Now, if $B=\emptyset$, we have $f\subset A\times\emptyset=\emptyset$, so $f$ is empty. Thus every element of $A$ fails to have an image in $B$ under $f$, and so a function $f\colon A\to\emptyset$ can exist only when also $A$ is empty.
On the contrary, if $A=\emptyset$, condition 1 cannot fail for any element of $\emptyset$, which has no elements; also condition 2 cannot fail, so there is indeed a function $f\colon \emptyset\to B$. It's unique, because $f\subseteq \emptyset\times B=\emptyset$, so $f=\emptyset$.
Solution 4:
Given sets $A$ and $B$, a function from $A$ to $B$ is a subset $f\subseteq A\times B$ such that $$\forall a\in A\ \exists ! b\in B\ ((a,b)\in f).$$
Thus, if $A\neq\emptyset$ and $B=\emptyset$, no function $f$ exists, since, given any $a\in A$ you can not find any $b\in B$ with $(a,b)\in A\times B$, as $A\times B$ is empty.
Solution 5:
$ \newcommand{\calc}{\begin{align} \quad &} \newcommand{\calcop}[2]{\notag \\ #1 \quad & \quad \text{"#2"} \notag \\ \quad & } \newcommand{\endcalc}{\notag \end{align}} $In essence, Enderton is saying that $$ \tag{0} F\text{ is a function} \;\land\; \text{dom }F \not= \emptyset \;\land\; \text{ran }F = \emptyset $$ is false.
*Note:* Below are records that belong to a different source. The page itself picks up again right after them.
Issue #211, opened 2026-06-08
feat(services/views): read command + --from-file body for create/update


sdebruyn:
Add a `read` command for views (mirrors tables read) and `--from-file` on `views create`/`views update`.

## CLI
- `views read <ws> <item> <schema>.<view> [--count N=10] [--format json|csv|parquet=json] [--output PATH]`.
- `views create … ( --select "..." | --from-file PATH )` — extend existing create.
- `views update … ( --select "..." | --from-file PATH )` — extend existing update.

## MCP
- New `read_view(workspace, item, qualified_name, count=10)` → {columns, rows}.
- `create_view`/`update_view`: no MCP change (body param already string; CLI handles --from-file).

## Dependency
Depends on the tables-CRUD PR introducing Arrow infrastructure (`sql_io.py`). Land tables first; this PR rebases on it.

## Files
`services/views.py` (+read_view), `cli/commands/views.py` (+read + --from-file on create/update), `mcp/server.py` (+read_view), tests, docs.

## Acceptance
`views read` returns JSON by default; CSV/Parquet require `--output`. `--from-file` reads UTF-8-sig. Symmetry with `tables read` (same flag names, defaults).

## Out of scope
WITH SCHEMABINDING, indexed views.

PR #212, opened 2026-06-08
feat(services/tables): CRUD with Arrow-based read formats

### LINKED ISSUE #210: feat(services/tables): CRUD with Arrow-based read formats
CRUD on warehouse tables via CLI + MCP, with Arrow-backed export formats.

## CLI
- `tables list <ws> <item> [--schema <name>]` — try OneLake/Catalog REST first; fall back to TDS `sys.tables JOIN sys.schemas`.
- `tables read <ws> <item> <schema>.<table> [--count N=10] [--format json|csv|parquet=json] [--output PATH]` — SELECT TOP N. Materialised via Arrow. CSV/Parquet require `--output`.
- `tables create <ws> <item> --name <schema>.<table> ( --select "<SELECT ...>" | --from-file PATH ) [--yes]` — CTAS. Reject body whose first non-comment keyword isnt SELECT.
- `tables delete <ws> <item> <schema>.<table> [--yes]` — DROP TABLE.
- `tables clear <ws> <item> <schema>.<table> [--yes]` — TRUNCATE TABLE.

## MCP tools
list_tables, read_table (no --format; returns JSON-serialisable), create_table (CAUTION docstring), delete_table (CAUTION), clear_table (CAUTION).

## Identifiers
Same `validate_identifier` regex as views (`^[A-Za-z_][A-Za-z0-9_]{0,127}$`). Bracket-quoted in DDL.

## Files
`services/tables.py` (new), `sql_io.py` (new; Arrow conversion + writers), `models.py` (Table model), `cli/commands/tables.py` (new), `mcp/server.py` (+5 tools), tests, docs.

## Deps
Add `pyarrow` to runtime deps. ~50 MB but the user explicitly asked for Arrow.

## Acceptance
All 5 commands work; identifier validator rejects injection; CTAS body validated to start with SELECT; `--from-file` works (UTF-8-sig); read formats work; 403→PermissionDenied; integration roundtrip green; docs updated.

## List-source caveat
No public REST for warehouse-table enumeration is known. OneLake Lakehouse Tables API covers lakehouses only. Investigate; if no REST, use TDS sys.tables. Document chosen path.

## Out of scope
Indexes, statistics, partitioning, column-level ALTER, schema migration.

sdebruyn:
## Summary

- Adds `tables {list,read,create,delete,clear}` CLI commands and 5 MCP tools for SQL table management on Fabric Data Warehouses
- `tables read` materialises rows via `pyarrow.Table` and supports JSON (stdout default), CSV, and Parquet (`--output` required for the latter two)
- Introduces `src/fabric_dw/sql_io.py` — reusable `columns_rows_to_arrow` + `write_arrow` helpers (designed for `views read` reuse in #211)
- `tables create` is CTAS with SELECT-lead validation (leading comments allowed); non-SELECT bodies are rejected before SQL is sent
- `tables delete` / `tables clear` require explicit `--yes` or interactive confirmation
- Identifier validator reused from `services/views.py` (shared import, not duplicated)

## List-source note

No public REST endpoint exists for enumerating warehouse tables (the OneLake Tables API covers Lakehouses only). `list_tables` falls back to TDS `sys.tables JOIN sys.schemas`, mirroring the existing `views list` approach. This is documented in the service module docstring, the CLI docs, and the MCP tools reference.

## Files added

- `src/fabric_dw/services/tables.py` — 5 service functions
- `src/fabric_dw/sql_io.py` — Arrow conversion + format writers
- `src/fabric_dw/cli/commands/tables.py` — 5 CLI sub-commands
- `tests/unit/services/test_tables.py`
- `tests/unit/cli/commands/test_tables.py`
- `tests/unit/test_sql_io.py`
- `tests/integration/test_services_tables.py` — create → read → clear → delete roundtrip

## Files modified

- `src/fabric_dw/models.py` — `Table` model added
- `src/fabric_dw/cli/_main.py` — `tables_group` registered
- `src/fabric_dw/mcp/server.py` — 5 tools added
- `pyproject.toml` — `pyarrow >= 17.0` runtime dep
- `docs/cli.md`, `docs/mcp-tools.md` — full reference sections

## Test plan

- [x] `uv run pytest tests/unit -q` — 774 passed
- [ ] Integration roundtrip (CI label-gated suite)

Closes #210


sdebruyn (commented):
Placeholder

src/fabric_dw/services/tables.py
```diff
@@ -0,0 +1,390 @@
...
+----------------
+No public REST endpoint exists for enumerating warehouse tables (the OneLake
+Tables REST API covers Lakehouses only, not Data Warehouses).  This module
+falls back to TDS via ``sys.tables JOIN sys.schemas``, mirroring the
+``views list`` approach.
+"""
+
+from __future__ import annotations
+
+import asyncio
```
sdebruyn, line 22: test comment

sdebruyn (commented):
Placeholder review

sdebruyn (commented):
## Code Review — PR #212: feat(services/tables): CRUD with Arrow-based read formats

This review covers all 13 checklist items from the tracking issue #210 spec. Findings are graded **blocker**, **required**, or **nit/suggestion**.

---

### 1. `validate_identifier` cross-module import — Suggestion (non-blocker)

`services/tables.py` imports `validate_identifier` from `services/views.py` (a peer module) and re-exports it in its own `__all__`. The lateral dependency works today but will become a maintenance smell once a third service module needs the same validator. The canonical fix is a `services/_identifiers.py` shim that both modules re-export from. Not a blocker here — acceptable as a follow-up issue.

---

### 2. SELECT-lead regex — PASS with one real-world gotcha (nit)

Regex tested exhaustively against 25 edge cases:

```
_SELECT_LEAD_RE = re.compile(
    r"^(?:\s*(?:/\*.*?\*/|--[^\n]*\n))*\s*SELECT\b",
    re.IGNORECASE | re.DOTALL,
)
```

Results:
- Plain SELECT, leading whitespace, block comments, mixed comments, multiple comments, case-insensitive, word-boundary (`SELECTOR` rejected), `INSERTING SELECT` rejected — all correct.
- Unclosed block comment (`/* foo SELECT 1`) — correctly rejected (no `*/` so `.*?` never closes).
- CRLF line endings — handled correctly (`[^\n]*` matches the `\r`).
- No catastrophic backtracking risk — `[^\n]*\n` and `.*?` are linear.
- 100k-char block/line comments — sub-millisecond.

**One real-world gotcha:** a line comment at EOF with no trailing `\n` before `SELECT` is rejected. Example: a `.sql` file containing `-- my query\nSELECT * FROM t` works fine (trailing newline exists), but `-- my query` with no `\n` and then EOF+SELECT on same line is rejected. This is the correct, conservative behaviour — the file path strips BOM via `utf-8-sig` and calls `.strip()`, so in practice a well-formed file always has a `\n` before `SELECT`. No code change needed, but worth a comment in the regex doc.

---

### 3. DDL bracket-quoting — PASS

All five DDL emissions use `[{schema}].[{table_name}]` bracket quoting. `validate_identifier` explicitly rejects `]` (and `;` and `--`) before the regex. The combination is injection-safe. Verified in:
- `_READ_TABLE_SQL` template
- `create_table` DDL f-string
- `delete_table` DDL f-string
- `clear_table` DDL f-string
- `_fetch_table` where identifiers are used inside a WHERE clause with single-quotes — safe because `validate_identifier` was already called on them before `_fetch_table` is entered (noted with a comment in the source).

---

### 4. `TRUNCATE TABLE` semantics — PASS (confirmed supported)

Microsoft Learn docs explicitly list `TRUNCATE TABLE` as supported in Warehouse in Microsoft Fabric (T-SQL surface area page, Transactions page). Syntax `TRUNCATE TABLE [schema].[table]` matches exactly what the code emits. `DELETE FROM` is not needed.

---

### 5. CTAS syntax — REQUIRED FINDING

The Fabric-specific CTAS syntax (moniker `fabric`) is:

```sql
CREATE TABLE { warehouse_name.schema_name.table_name | schema_name.table_name | table_name }
AS <select_statement>
```

**No `WITH (DISTRIBUTION = ...)` is required or supported in Fabric DW** — that clause is Synapse Analytics / PDW only. The code emits:

```python
ddl = f"CREATE TABLE [{schema}].[{table_name}] AS {select_body}"
```

This is **correct** for Fabric DW. However, the docs/cli.md and mcp-tools.md describe it as `CREATE TABLE … AS SELECT` which is accurate. The only thing worth flagging: the PR description says "CTAS with SELECT-lead validation" which implies the body is a SELECT statement. There is no guard preventing a user from passing a CTE (`WITH cte AS (SELECT …) SELECT …`) as `select_body`, which Fabric DW supports but the SELECT-lead check would **reject** because the body starts with `WITH`, not `SELECT`.

```python
# This is valid Fabric DW CTAS but currently rejected:
create_table(..., select_body="WITH cte AS (SELECT 1 AS id) SELECT * FROM cte")
```

**Recommendation:** Update `_SELECT_LEAD_RE` to also accept `WITH` as a valid lead keyword (CTEs are standard T-SQL and supported in Fabric DW CTAS):

```python
_SELECT_LEAD_RE = re.compile(
    r"^(?:\s*(?:/\*.*?\*/|--[^\n]*\n))*\s*(?:WITH|SELECT)\b",
    re.IGNORECASE | re.DOTALL,
)
```

And update the doc/error message to say "SELECT or WITH (CTE)". This is **required** — it's a real functional gap for standard T-SQL patterns.

---

### 6. Arrow conversion edge cases — PASS with one observation

Tested `columns_rows_to_arrow`:

- **NULL handling** — `pa.array([None, 42])` infers nullable int64. `None` is preserved as `null` in Arrow and round-trips correctly through JSON. PASS.
- **Binary columns** — Arrow raises `ArrowInvalid` for mixed `bytes`/`None` arrays; the fallback `str(v) if v is not None else None` converts bytes to their repr (e.g., `"b'\\x01\\x02'"`). In the MCP path this goes through `_json_safe_value` which hex-encodes bytes; in the CLI JSON path `_json_safe` also hex-encodes. **BUT** the fallback in `columns_rows_to_arrow` converts bytes to Python repr string BEFORE the JSON-safe coercion can see the bytes, so the output would be `"b'\\x01\\x02'"` not `"0102"`. This is consistent but surprising. The test `test_bytes_coerced_to_string` passes (it only checks `isinstance(..., str)`, not the format). Consider hex-encoding in the fallback too.
- **Datetime tz handling** — Arrow infers `timestamp[us, tz=UTC]` for tz-aware datetimes; tz-naive datetimes become `timestamp[us]`. Both round-trip through `as_py()` → `_json_safe` → `str(value)` (ISO format). PASS.
- **Decimal precision/scale** — Python `decimal.Decimal` causes `ArrowInvalid`; fallback converts to string. PASS.
- **Empty result (columns, 0 rows)** — `pa.array([])` infers `null` type but `pa.table({col: pa.array([])})` is a valid zero-row table. PASS.
- **Fallback string coercion** — triggered by `ArrowInvalid`, `ArrowTypeError`, or `TypeError`. Mixed-type columns land here. PASS.

**One observation (nit):** In `columns_rows_to_arrow`, the fallback converts `bytes` to Python repr (`str(b'\x01')` → `"b'\\x01'"`). The MCP `_json_safe_value` and the CLI `_json_safe` both explicitly hex-encode `bytes` — but those functions only see values **after** Arrow has already round-tripped them (i.e., as strings at that point). The hex-encoding in `_json_safe` only fires for bytes that Arrow stored natively as `pa.binary()`. The behaviour is consistent-within-each-path but the two output formats for binary depend on whether Arrow accepted the native `bytes` type or fell back to string. Worth a unit test that exercises this distinction, and a comment in the docstring.

---

### 7. `pyarrow >= 17.0` dependency — PASS

PyPI wheels for pyarrow exist for py3.11, py3.12, py3.13 from 17.0.0 through the current 19.0.1. No constraint conflicts with the rest of the dependency list. The lower bound `>=17.0` is reasonable (17.0 ships Aug 2024; our dev matrix targets 3.11/3.12/3.13 which all have wheels from that release onward). No issue.

---

### 8. `--output` validation before network call — PASS

In `read_cmd`:

```python
if fmt in (OutputFormat.CSV, OutputFormat.PARQUET) and output_path is None:
    raise click.UsageError(...)  # raised BEFORE async with _build_http_client
```

The `async with _build_http_client(ctx)` block — and therefore the SQL query — is only entered after this check passes. PASS.

---

### 9. `utf-8-sig` BOM handling — PASS (but check other file-read paths)

`_load_select_body` in `cli/commands/tables.py` uses `path.read_text(encoding="utf-8-sig")`. This correctly strips the UTF-8 BOM that SSMS and Azure Data Studio emit.

**Check:** Are there other file-read paths in the codebase? The only file-read path in this PR is `tables create --from-file`. The `views create --from-file` path (existing) should be checked in a follow-up to confirm it also uses `utf-8-sig`. Not a blocker for this PR.

---

### 10. MCP `read_table` JSON-serialisability — PASS

The MCP `read_table` tool returns raw `(columns, rows)` from the service layer and applies `_json_safe_value` per cell:

```python
return {
    "columns": columns,
    "rows": [[_json_safe_value(v) for v in row] for row in rows],
}
```

`_json_safe_value` covers: `None`, `bool`, `int`, `float`, `str` (pass-through), `bytes` (hex), everything else (`str()`). Datetime → ISO string via `str()`. Decimal → string via `str()`. PASS.

**Minor duplication nit:** `_json_safe_value` in `server.py` is functionally identical to `_json_safe` in `sql_io.py`. Consider importing and re-using from `sql_io`.

---

### 11. CAUTION docstrings — PASS

Verified all three destructive MCP tools have CAUTION language:

- `create_table`: "CAUTION: `select_body` is executed verbatim as DDL. Confirm intent before calling."
- `delete_table`: "CAUTION: This is a destructive, irreversible operation. All data will be permanently deleted. Confirm with the user before calling."
- `clear_table`: "CAUTION: This is a destructive, irreversible operation. All rows will be permanently deleted. Confirm with the user before calling."

All present and appropriately worded. PASS.

---

### 12. SQL Endpoint read-only behaviour — Required clarification (non-blocker but document)

The T-SQL surface area docs state: "Creating, altering, and dropping tables, and insert, update, and delete are only supported in Warehouse in Microsoft Fabric, **not in the SQL analytics endpoint of the Lakehouse**."

The CLI commands `tables create`, `tables delete`, and `tables clear` accept both `Warehouse` and `SQL Analytics Endpoint` items (the `--item` argument resolves both kinds). Issuing `TRUNCATE TABLE` or `DROP TABLE` against a SQL analytics endpoint will result in a TDS-level error from the engine (not a clean CLI error).

The existing `views create/drop` commands have the same pattern — they silently rely on the engine to reject DDL on endpoints. This PR is **consistent** with existing behaviour, but it should be documented that create/delete/clear only work on Warehouse items. The MCP docs do say "Warehouse or SQL analytics endpoint" for all tools, which is misleading for the destructive ones.

**Recommendation:** Add a note to the docs for `tables create`, `tables delete`, `tables clear` (and optionally their MCP counterparts) that these only work against Warehouse items, not SQL Analytics Endpoints. Or add a `WarehouseKind.WAREHOUSE` guard at the CLI/MCP layer before issuing DDL. The latter is cleaner UX.

---

### 13. `Closes #210` footer — PASS

PR body contains `Closes #210`. PASS.

---

## Summary

| # | Item | Status |
|---|------|--------|
| 1 | `validate_identifier` shared location | Suggestion — follow-up issue |
| 2 | SELECT-lead regex robustness | PASS (nit: add CTE `WITH` support — see item 5) |
| 3 | DDL bracket-quoting | PASS |
| 4 | TRUNCATE TABLE in Fabric DW | PASS — confirmed supported |
| 5 | CTAS syntax | **REQUIRED** — CTE bodies (`WITH cte AS … SELECT`) rejected; should be allowed |
| 6 | Arrow edge cases | PASS with nit (bytes repr vs hex in fallback path) |
| 7 | pyarrow >= 17.0 wheels | PASS |
| 8 | `--output` before network | PASS |
| 9 | utf-8-sig BOM | PASS (check views path in follow-up) |
| 10 | MCP JSON-serialisable | PASS (nit: _json_safe duplication) |
| 11 | CAUTION docstrings | PASS |
| 12 | SQL Endpoint DDL rejection | Non-blocker — docs/guard missing |
| 13 | Closes #210 | PASS |

**Verdict: Do not merge yet.** One required fix (item 5 — CTE lead support in CTAS) before merge. Items 1, 6-nit, 10-nit, 12 can be follow-up issues. Everything else is clean.

sdebruyn (commented):
Placeholder to test

sdebruyn:
Fixed the review findings in commit 6e1096e:

**REQUIRED (item 5)** — `_SELECT_LEAD_RE` now accepts `WITH` as a lead keyword so CTE-based CTAS bodies (`WITH cte AS (...) SELECT ...`) are accepted. Error message updated to "SELECT or WITH (CTE)". Tests added: CTE acceptance (5 variants), updated rejection-match strings.

**Nit 1 (item 6/10)** — `sql_io._json_safe` already used `.hex()` for bytes, matching `mcp/server.py::_json_safe_value`. No change needed.

**Nit 2 (item 10)** — Promoted `sql_io._json_safe` to public `json_safe`, imported in `mcp/server.py` as `_json_safe_value`, removed the duplicate local definition.

**Follow-up** — Issue #217 opened for item 12 (SQL Endpoint kind guard for destructive ops).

And from what I read in the question, and from snippets on the interwebs (e.g., http://tedsider.org/teaching/st/st_notes.pdf), his definitions for domain and range are \begin{align} \text{dom }F & \;=\; \{x \mid \langle \exists y :: xFy \rangle \} \\ \text{ran }F & \;=\; \{y \mid \langle \exists x :: xFy \rangle \} \\ \end{align}
Now, what does it mean that $\;\text{dom }F \not= \emptyset\;$?
$$\calc \text{dom }F \not= \emptyset \calcop{\equiv}{basic property of $\;\emptyset\;$} \langle \exists x :: x \in \text{dom }F \rangle \calcop{\equiv}{the above definition of $\;\text{dom}\;$} \langle \exists x :: \langle \exists y :: xFy \rangle \rangle \endcalc$$
Similarly,
$$\calc \text{ran }F = \emptyset \calcop{\equiv}{basic property of $\;\emptyset\;$} \lnot\langle \exists y :: y \in \text{ran }F \rangle \calcop{\equiv}{the above definition of $\;\text{ran}\;$} \lnot\langle \exists y :: \langle \exists x :: xFy \rangle \rangle \rangle \endcalc$$
Therefore we have a contradiction:
$$\calc \text{dom }F \not= \emptyset \;\land\; \text{ran }F = \emptyset \calcop{\equiv}{the above calculations} \langle \exists x, y :: xFy \rangle \;\land\; \lnot \langle \exists x, y :: xFy \rangle \calcop{\equiv}{logic: contradiction} \text{false} \endcalc$$
and it directly follows that $(0)$ is false, regardless of the definition of 'function'.
So (using Enderton's definitions) there is not even a relation $\;F\;$ with a non-empty domain and an empty range, and therefore (since every function is a relation) there is also no function with a non-empty domain and an empty range.
Note how no fixed sets $\;A\;$ or $\;B\;$ have been mentioned so far.
Enderton then abbreviates $$ F : A \to B \;\equiv\; F\text{ is a function} \;\land\; \text{dom }F = A \;\land\; \text{ran }F \subseteq B $$ Note how this definition is asymmetrical w.r.t. domain and range: $\;F : A \to \emptyset\;$ is false for non-empty $\;A\;$ (as we've just proved above), but $\;F : \emptyset \to B\;$ is true iff $\;F = \emptyset\;$ (since $\;\emptyset\text{ is a function}\;$), regardless of the value of $\;B\;$. This is exactly the asymmetry noted in the question.